On Tuesday, April 27, 2004, 1:47:41 PM, John Fawcett wrote:
Jeff Chan wrote on Mon Apr 26 03:58:58 CEST 2004 I think that some of the ccTLDs have a mixed assignment strategy. This means that they should sometimes be checked at the 2nd level sometime at the 3rd level. The current logic always checks at a single predefined level.
Not quite; it's table-driven at least on the data side.
If co.uk is in the ccTLD table then the third level is checked, i.e. spammerdomain.co.uk. Since secondlevelspamdomain.uk is *not* in the table it would get checked at the third level... *and caught*. :-)
As far as I could see the table in SpamCopUri contains only the .uk not co.uk. so this means that all .uk domains are being handled in the same way i.e. checked on the third level.
Eric or Justin, what is the Perl or SA module currently being used on the client side to handle ccTLDs again please? I should probably look into using it on the data side too.
The two example I saw were: .fr and .ca
Currently we check .ca at the third level, but it is possible to register a second level domain at .ca which we never catch so bigspammer.ca will get through.
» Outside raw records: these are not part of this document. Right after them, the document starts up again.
PR #7903, opened 2026-06-22
feat(state): entry/do/exit actions for state diagrams (#2899)

### LINKED ISSUE #2899: Define entry and exist actions for states in a state diagram
Is there a way to define an entry action and/or an exit action in state machine, as described [here](https://en.wikipedia.org/wiki/UML_state_machine#Entry_and_exit_actions)?

If not, can I add some arbitrary text to the _content_ of a state?

ghaworth:
## :bookmark_tabs: Summary

Adds entry/do/exit actions to state diagrams. State body lines prefixed with
`entry /`, `do /`, or `exit /` are collected as structured actions and rendered
in a UML actions compartment beneath the state name. Lines without one of these
keywords are unchanged and still render as ordinary descriptions.

Resolves #2899

- The actions reuse the existing colon description form (`State : entry / ...`),
  so `stateDiagram.jison` is untouched and the diff stays small. `parseStateAction`
  in `stateCommon.ts` is the single source of truth for the syntax.
- Previously the first description took the title slot and evicted the state name.
  Action lines are now diverted out of the description path into a structured
  `actions` list on the node, so the name is kept as the title and the actions
  render below the divider, in source order.
- The actions are folded into the label once, in `stateDb`'s post-processing loop,
  rather than per parsed line. `insertOrUpdateNode` merges the per-line nodes, so
  composing per line duplicated the actions; composing once avoids that.
- The structured actions are also exposed on the node, so a follow-up that draws a
  distinctly styled compartment is render-only.
- A state mixing a plain description with actions keeps the description in the
  title block and lists the actions after it.

One question for maintainers: I parse the actions out of the description form to
keep the grammar untouched. If you'd prefer first-class `entry`/`do`/`exit`
keywords in the grammar, say so and I'll switch the population path; the
structured model and rendering stay the same.

### :clipboard: Tasks

- [x] :book: have read the contribution guidelines
- [x] :computer: have added necessary unit tests
- [x] :notebook: have added documentation (section tagged `(v<MERMAID_RELEASE_VERSION>+)`)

The signalling is not at the TLD. It's at whatever level is in the table. We don't list .ca, but we do list ab.ca. That means foobar.ab.ca gets checked at the third level and somenewspamdomain.ca gets checked at the second level.
Likewise, I saw .ca in the table not ab.ca, so just as for the uk example everything is being checked at the third level by the client, and so spammer.ca. will be missed.
We check .fr at the second level however there are many "standard" second level domains (like .nom.fr) which means we probably want to be checking these ones at the third level. (Translation: any bigspammer.nom.fr domain is imune to the current strategy unless we want to upset everyone who has a nom.fr domain by listing that).
In this case there's a lack of data on the .fr ccTLDs. If somemone could research that and get them to me I'll add them to our table. (Ditto any other countries. :-) FWIW I just added nom.fr to:
nom.fr tm.fr gouv.fr asso.fr nom.fr avocat.fr notaire.fr barreau.fr mairie.fr
I didn't spot any of these being used on the client. So if I am reading things correctly we will never catch spammer.nom.fr etc.
Maybe if Eric is reading this, he can confirm whether this is the case.